Monday, Aug. 02, 1993
You Call This Change?
By Bruce W. Nelan
"Mr. Miyazawa is a Class C war criminal," said Seiichi Ota, a young member of the Liberal Democratic Party, in a coldly measured tone. Frowns of consternation crossed the faces of the party Old Guard at the head of the table. "The public detests the look and smell of the L.D.P.!" warned Jinen Nagase, a party man from western Japan. Defying the tradition that youth must respect age, junior members of Japan's long-ruling party turned last week's postmortem session about the historic loss at the polls into a brawl of nasty taunts and fraying tempers. It was time, they demanded, for the discredited elders to hand over power to the young.
It was all very un-Japanese, the climax of an election week that had tipped the natural order of things upside down. The arrogant old conservatives of the L.D.P. lost the majority they had used to run the government unchallenged -- and almost unsupervised -- for 38 years. At the same time, the permanent and futile opposition, the Marxist-oriented Social Democrats, lost almost half their seats and slid further toward irrelevance. Both parties suffered their worst electoral showing ever.
But Japan's domestic revolution does not translate directly into change where the rest of the world is concerned. Rearranging seats in the lower house of the Diet will lead only slowly, if at all, to new directions in the country's economic policies and social priorities. "I will believe in this talk of reform," says Makoto Sakata, a prominent Tokyo business writer, "when parties take up really fundamental issues like karoshi ((death from overwork)) and unpaid overtime."

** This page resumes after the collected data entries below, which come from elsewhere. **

Issue #2827, opened 2024-03-15
Make UUID generation Lazy / Create PropagationContext class


antonpirker:
We want to lazily create UUIDs to decrease the number of CPU cycles we use. 

There are two important places where UUIDs are created:

1. Span/Transaction creation: https://github.com/getsentry/sentry-python/blob/master/sentry_sdk/tracing.py#L145-L146
2. When a propagation context is created: https://github.com/getsentry/sentry-python/blob/master/sentry_sdk/scope.py#L225-L232
3. When creating a Profile: https://github.com/getsentry/sentry-python/blob/sentry-sdk-2.0/sentry_sdk/profiler.py#L455
4. When creating a Session: https://github.com/getsentry/sentry-python/blob/sentry-sdk-2.0/sentry_sdk/session.py#L49

## Solution brainstorm

1. There is a PR that already started the work: https://github.com/getsentry/sentry-python/pull/2826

Similar skepticism prevails in Washington, where Administration after Administration has pleaded, demanded and negotiated for freer entry into Japanese markets and a reduction of Tokyo's trade surplus -- $49 billion in $ 1992. Reflecting on those battles, most U.S. experts advise caution in appraising last week's election, even if it did downsize the Liberal Democrats, with 223 seats, into the largest minority party in the 511-seat Diet. What the election results suggest, says former Assistant Secretary of State William Clark, is "a voting public that is unhappy with the leadership of the L.D.P., but not necessarily with its policies."
When President Clinton visited Tokyo last month, he repeatedly implied that "change" could bring Japan smoother trading relations with the world, a more consumer-oriented society, a government concerned with its citizens' quality of life. U.S. officials have been pushing Japan to cut taxes and spend more government money to boost the sluggish economy and increase imports from the U.S. Even though the election results demonstrate an impulse toward change, says a senior Administration official, "we should not presuppose it is the kind of change that we think ought to happen."
There are good reasons for Washington to be circumspect. The Diet actually has more conservatives now than it had after the 1990 election. While the Liberal Democrats have lost 52 seats since then, most of them belonged to defectors who resigned over the series of gigantic corruption scandals that led to the government's downfall in June. The rebels formed two new conservative parties that won almost every seat they campaigned for. These parties call themselves reformist and advocate clean government, but they are still unlikely to shatter the "iron triangle" of partnership among politicians, bureaucrats and big businessmen who control Japan Inc. and make it so profitable.
Now that Prime Minister Kiichi Miyazawa has reluctantly bowed out, eight parties are trying to elbow their way into a new governing coalition. Whatever their maneuvering produces by the Aug. 16 deadline, it will have to be either a coalition led by a chastened, more tentative L.D.P. or an alliance of the inexperienced newcomer parties. Either way, that government is likely to be too weak to force through new economic policies or trim the regulations that keep out foreign competition -- even if it wants to.
Many experts believe the incoming government will provide no more than a bridge to another election in a few months. If so, the contending parties will not be eager to push for major changes that might alienate voters. Allowing imports of cheaper foreign rice, for example, would antagonize farmers, and reforming election-finance laws could disrupt the patronage system.
In these uncertain times, and even in more settled ones, control of policy goes by default to the bureaucrats in Tokyo's government ministries, who derive much of their power from enforcing complicated rules. The deadlock, says Takashi Sasaki, a professor of politics at the University of Tokyo, may lead to "domination by the bureaucrats and mean that no serious decision making will be done."
That prescription could apply to the trade talks with the U.S. that are expected to resume in September. Japan's negotiators seem to be getting ready to whisper "weak government" to their American counterparts to explain why, yet again, no progress is possible. The U.S. has often prevailed upon heavyweight politicians from the L.D.P. to force obstructive bureaucrats to compromise. The new political power game means that tactic, at least, will undergo change.